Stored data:

PR #630, opened 2022-10-26
skip tombstone when iter rangelist

### LINKED ISSUE #629: Invalid ranges read from wasm file
I run dwarfdump agains a wasm file, and get invalid address ranges compare to llvm's impl. 
Those entries with 0xfffffffe are invalid ones. Seems valid entries are mixed with invalid ones, is it something known?
```
UNIT<.debug_info+0x00000a0e>: length = 0x2cc2f, format = Dwarf32, version = 4, address_size = 4, abbrev_offset = 0x389
< 0><0x0000000b>  DW_TAG_compile_unit
                    DW_AT_producer              clang LLVM (rustc version 1.66.0-nightly (b8b5caee0 2022-10-16))
                    DW_AT_language              DW_LANG_Rust
                    DW_AT_name                  library/std/src/lib.rs/@/std.65018fcd-cgu.0
                    DW_AT_stmt_list             <.debug_line+0x0000043c>
                    DW_AT_comp_dir              /rustc/b8b5caee04116c7383eb1c6470fcf15c437a60d4
                    DW_AT_GNU_pubnames          yes
                    DW_AT_low_pc                0x00000000
                    DW_AT_ranges                <rnglist at .debug_ranges+0x0000fcc8 with 785 entries>
                        [ 0] <address pair low-off: 0xfffffffe addr 0xfffffffe high-off: 0xfffffffe addr 0xfffffffe>
                        [ 1] <address pair low-off: 0xfffffffe addr 0xfffffffe high-off: 0xfffffffe addr 0xfffffffe>
                        [ 2] <address pair low-off: 0x000002b9 addr 0x000002b9 high-off: 0x000002c6 addr 0x000002c6>
                        [ 3] <address pair low-off: 0x000002c7 addr 0x000002c7 high-off: 0x000002d4 addr 0x000002d4>
                        [ 4] <address pair low-off: 0x000002d5 addr 0x000002d5 high-off: 0x000002e1 addr 0x000002e1>
                        [ 5] <address pair low-off: 0xfffffffe addr 0xfffffffe high-off: 0xfffffffe addr 0xfffffffe>
                        [ 6] <address pair low-off: 0xfffffffe addr 0xfffffffe high-off: 0xfffffffe addr 0xfffffffe>
                        [ 7] <address pair low-off: 0xfffffffe addr 0xfffffffe high-off: 0xfffffffe addr 0xfffffffe>
                        [ 8] <address pair low-off: 0xfffffffe addr 0xfffffffe high-off: 0xfffffffe addr 0xfffffffe>
                        [ 9] <address pair low-off: 0xfffffffe addr 0xfffffffe high-off: 0xfffffffe addr 0xfffffffe>
                        [10] <address pair low-off: 0xfffffffe addr 0xfffffffe high-off: 0xfffffffe addr 0xfffffffe>
```

llvm dwarfdump's output

```
0x00000a0e: Compile Unit: length = 0x0002cc2f, format = DWARF32, version = 0x0004, abbr_offset = 0x0389, addr_size = 0x04 (next unit at 0x0002d641)

0x00000a19: DW_TAG_compile_unit
              DW_AT_producer    ("clang LLVM (rustc version 1.66.0-nightly (b8b5caee0 2022-10-16))")
              DW_AT_language    (DW_LANG_Rust)
              DW_AT_name        ("library/std/src/lib.rs/@/std.65018fcd-cgu.0")
              DW_AT_stmt_list   (0x0000043c)
              DW_AT_comp_dir    ("/rustc/b8b5caee04116c7383eb1c6470fcf15c437a60d4")
              DW_AT_GNU_pubnames        (true)
              DW_AT_low_pc      (0x00000000)
              DW_AT_ranges      (0x0000fcc8
                 [0x000002b9, 0x000002c6)
                 [0x000002c7, 0x000002d4)
                 [0x000002d5, 0x000002e1)
                 [0x000002e2, 0x000002f1)
                 [0x000002f2, 0x00000335)
                 [0x00000336, 0x0000034a)
                 [0x0000034c, 0x000004db)
                 [0x00000714, 0x00000859)
                 [0x00000944, 0x000009b5)
```

shuoli84:
fixes #629 
I add the check and skip logic between raw range => range, all tests passed, but dwarfdump tool is broken, because it expects one to one relationship between raw range and range. 
Any idea on how to fix this?

### DIFF
--- a/src/read/rnglists.rs
+++ b/src/read/rnglists.rs
@@ -483,18 +483,8 @@ impl<R: Reader> RngListIter<R> {
 
     /// Advance the iterator to the next range.
     pub fn next(&mut self) -> Result<Option<Range>> {
-        let tombstone = range_address_tombstone(self.raw.encoding.address_size);
-
-        macro_rules! try_tombstone {
-            ($e: expr) => {{
-                let val = $e;
-                if tombstone == val {
-                    continue;
-                } else {
-                    val
-                }
-            }};
-        }
+        let tombstone =
+            range_address_tombstone(self.raw.encoding.address_size, self.raw.encoding.version);
 
         loop {
             let raw_range = match self.raw.next()? {
@@ -504,44 +494,46 @@ impl<R: Reader> RngListIter<R> {
 
             let range = match raw_range {
                 RawRngListEntry::BaseAddress { addr } => {
-                    self.base_address = try_tombstone!(addr);
+                    self.base_address = addr;
                     continue;
                 }
                 RawRngListEntry::BaseAddressx { addr } => {
-                    self.base_address = try_tombstone!(self.get_address(addr)?);
+                    self.base_address = self.get_address(addr)?;
                     continue;
                 }
                 RawRngListEntry::StartxEndx { begin, end } => {
-                    let begin = try_tombstone!(self.get_address(begin)?);
-                    let end = try_tombstone!(self.get_address(end)?);
+                    let begin = self.get_address(begin)?;
+                    let end = self.get_address(end)?;
                     Range { begin, end }
                 }
                 RawRngListEntry::StartxLength { begin, length } => {
-                    let begin = try_tombstone!(self.get_address(begin)?);
+                    let begin = self.get_address(begin)?;
+                    if begin == tombstone {
+                        continue;
+                    }
                     let end = begin + length;
                     Range { begin, end }
                 }
                 RawRngListEntry::AddressOrOffsetPair { begin, end }
                 | RawRngListEntry::OffsetPair { begin, end } => {
-                    let mut range = Range {
-                        begin: try_tombstone!(begin),
-                        end: try_tombstone!(end),
-                    };
-                    range.add_base_address(
-                        try_tombstone!(self.base_address),
-                        self.raw.encoding.address_size,
-                    );
+                    if self.base_address == tombstone || begin == tombstone {
+                        continue;
+                    }
+
+                    let mut range = Range { begin, end };
+                    range.add_base_address(self.base_address, self.raw.encoding.address_size);
                     range
                 }
-                RawRngListEntry::StartEnd { begin, end } => Range {
-                    begin: try_tombstone!(begin),
-                    end: try_tombstone!(end),
-                },
+                RawRngListEntry::StartEnd { begin, end } => Range { begin, end },
                 RawRngListEntry::StartLength { begin, length } => Range {
-                    begin: try_tombstone!(begin),
+                    begin,
                     end: begin + length,
                 },
             };
+
+            if range.begin == tombstone {
+                continue;
+            }
 
             if range.begin > range.end {
                 self.raw.input.empty();
@@ -623,10 +615,15 @@ impl Range {
 }
 
 /// compute address tombstone for range
-const fn range_address_tombstone(address_size: u8) -> u64 {
-    // llvm's code use address_tombstone - 1 as range's tombstone
-    // for more info, check llvm's DWARFDebugRangeList::getAbsoluteRanges code
-    crate::compute_tombstone_address(address_size) - 1
+#[inline(always)]
+const fn range_address_tombstone(address_size: u8, version: u16) -> u64 {
+    if version == 4 {
+        // llvm's dwarf v4 code use address_tombstone - 1 as range's tombstone
+        // for more info, check llvm's DWARFDebugRangeList::getAbsoluteRanges code
+        crate::compute_tombstone_address(address_size) - 1
+    } else {
+        crate::compute_tombstone_address(address_size)
+    }
 }
 
 #[cfg(test)]
@@ -640,11 +637,12 @@ mod tests {
     #[test]
     fn test_rnglists_32() {
         const ADDRESS_SIZE: u8 = 4;
-        const TOMBSTONE: u64 = range_address_tombstone(ADDRESS_SIZE);
+        const VERSION: u16 = 5;
+        const TOMBSTONE: u64 = range_address_tombstone(ADDRESS_SIZE, VERSION);
 
         let encoding = Encoding {
             format: Format::Dwarf32,
-            version: 5,
+            version: VERSION,
             address_size: ADDRESS_SIZE,
         };
         let section = Section::with_endian(Endian::Little)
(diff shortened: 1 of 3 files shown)


shuoli84:
@philipc I fired a pr here, pls take a look?
There are different ways to solve the problem, my considerations:
1. add a flag on Range struct to indicate it is tombstone. But it will increase range size, which is over kill because tombstone is a rare case.
2. skip RawRange, which is wrong, RawRange is something raw I think?
3. keep RawRange, skips Range, which we have both the low level raw info and correct user facing behavior. 
So I implemented 3.

src/read/rnglists.rs
```diff
@@ -491,32 +504,41 @@ impl<R: Reader> RngListIter<R> {
 
             let range = match raw_range {
                 RawRngListEntry::BaseAddress { addr } => {
-                    self.base_address = addr;
+                    self.base_address = try_tombstone!(addr);
```
philipc, line 507: A tombstone for a base address must not be ignored. Instead, all offsets using that base address are also tombstones. That is, change `add_base_address` to handle this for base addresses.

src/read/rnglists.rs
```diff
@@ -491,32 +504,41 @@ impl<R: Reader> RngListIter<R> {
...
                 RawRngListEntry::BaseAddressx { addr } => {
-                    self.base_address = self.get_address(addr)?;
+                    self.base_address = try_tombstone!(self.get_address(addr)?);
                     continue;
                 }
                 RawRngListEntry::StartxEndx { begin, end } => {
-                    let begin = self.get_address(begin)?;
-                    let end = self.get_address(end)?;
+                    let begin = try_tombstone!(self.get_address(begin)?);
+                    let end = try_tombstone!(self.get_address(end)?);
```
philipc, line 516: Instead of checking this for each kind of entry, do a single check below at the same place we check `if range.begin > range.end`.

philipc (changes requested):
I've noted a couple of things that needed fixing. However, I'm not sure yet that this is the approach we want to take. Another option would be to add a method to `Range` that checks if it is a tombstone.

For dwarfdump, there already isn't a one to one correspondence between `RawRange` and `Range`, so this would become an additional check. Having it as a method on `Range` might make that easier to implement.

I would also like to match LLVM's handling for DWARF v5 at the same time, since this will eventually become the DWARF v6 support. Trying to implement that might give a better feel for what the best approach is.

shuoli84:
> I've noted a couple of things that needed fixing. However, I'm not sure yet that this is the approach we want to take. Another option would be to add a method to `Range` that checks if it is a tombstone.
>
> For dwarfdump, there already isn't a one to one correspondence between `RawRange` and `Range`, so this would become an additional check. Having it as a method on `Range` might make that easier to implement.

I think check against address is better compare to provide a method on `Range`, `Range` maybe created by Address calculation, if we didn't check against the Address, then tombstone + offset/length may produce valid address?
Or we do both, check against address, if it is tombstone, then create a Tombstone `Range`?

> I would also like to match LLVM's handling for DWARF v5 at the same time, since this will eventually become the DWARF v6 support. Trying to implement that might give a better feel for what the best approach is.

Do you mean how llvm handling tombstone address or something else? llvm skipped the tombstone range while parsing, I think it is same as what I did in this pr. ref: https://github.com/llvm/llvm-project/blob/2bdfececef4330b3a6489cdb67c57eb771d5f9e4/llvm/lib/DebugInfo/DWARF/DWARFDebugRangeList.cpp#L87

philipc:
> Range maybe created by Address calculation, if we didn't check against the Address, then tombstone + offset/length may produce valid address?

This should be handled in `add_base_address`.

> Do you mean how llvm handling tombstone address or something else?

I mean the DWARF v5 handling: https://github.com/llvm/llvm-project/blob/2bdfececef4330b3a6489cdb67c57eb771d5f9e4/llvm/lib/DebugInfo/DWARF/DWARFDebugRnglists.cpp#L95

shuoli84:
> > Range maybe created by Address calculation, if we didn't check against the Address, then tombstone + offset/length may produce valid address?
> 
> This should be handled in `add_base_address`.
> 
> > Do you mean how llvm handling tombstone address or something else?
> 
> I mean the DWARF v5 handling: https://github.com/llvm/llvm-project/blob/2bdfececef4330b3a6489cdb67c57eb771d5f9e4/llvm/lib/DebugInfo/DWARF/DWARFDebugRnglists.cpp#L95

Thanks, I didn't aware of this 🤣 .. So what I implemented is actually the dwarfv4 logic, and the link you provided is the v5 one? Is it a good idea to implement both? I think v4 is quite common.

philipc:
> Is it a good idea to implement both? I think v4 is quite common.

Yes, this crate aims to support both.

src/read/rnglists.rs
```diff
@@ -504,45 +494,47 @@ impl<R: Reader> RngListIter<R> {
...
                 RawRngListEntry::StartxEndx { begin, end } => {
-                    let begin = try_tombstone!(self.get_address(begin)?);
-                    let end = try_tombstone!(self.get_address(end)?);
+                    let begin = self.get_address(begin)?;
+                    let end = self.get_address(end)?;
                     Range { begin, end }
                 }
                 RawRngListEntry::StartxLength { begin, length } => {
-                    let begin = try_tombstone!(self.get_address(begin)?);
+                    let begin = self.get_address(begin)?;
```
shuoli84, line 510: check before begin + length, if begin is tombstone, then it will overflow

shuoli84:
@philipc I've updated the logic to handle both v4 and v5. 
Per dwarfdump. I think it is better to untie the `RawRange` and `Range`, maybe add a flag to control which set to show. I understand if add we add a method `is_tombstone` will make dwarfdump's logic easier, but that will leak the tombstone to end user. Also llvm's implementation just ignored the tombstone.

shuoli84:
I made a simple change to print ranges first, then raw ranges second, seems not bad.

```
                    DW_AT_ranges                <rnglist at .debug_ranges+0x00000078 with 2 entries>
                        ranges:
                        [ 0] [00000004, 0000013b)
                        [ 1] [0000013c, 00000194)
                        raw ranges:
                        [ 0] <address pair low-off: 0x00000004 high-off: 0x0000013b>
                        [ 1] <address pair low-off: 0x0000013c high-off: 0x00000194>
```

philipc:
Thanks for working on this. I'm going to fix some things and experiment with alternatives. I'll open a new PR and add you as coauthor.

» Task details: Using the records above, copy word for word the line with "self.base_address == tombstone", the line with "llvm's code use", and every line between them.

» Your solution:
+                    if self.base_address == tombstone || begin == tombstone {
+                        continue;
+                    }
+
+                    let mut range = Range { begin, end };
+                    range.add_base_address(self.base_address, self.raw.encoding.address_size);
                     range
                 }
-                RawRngListEntry::StartEnd { begin, end } => Range {
-                    begin: try_tombstone!(begin),
-                    end: try_tombstone!(end),
-                },
+                RawRngListEntry::StartEnd { begin, end } => Range { begin, end },
                 RawRngListEntry::StartLength { begin, length } => Range {
-                    begin: try_tombstone!(begin),
+                    begin,
                     end: begin + length,
                 },
             };
+
+            if range.begin == tombstone {
+                continue;
+            }
 
             if range.begin > range.end {
                 self.raw.input.empty();
@@ -623,10 +615,15 @@ impl Range {
 }
 
 /// compute address tombstone for range
-const fn range_address_tombstone(address_size: u8) -> u64 {
-    // llvm's code use address_tombstone - 1 as range's tombstone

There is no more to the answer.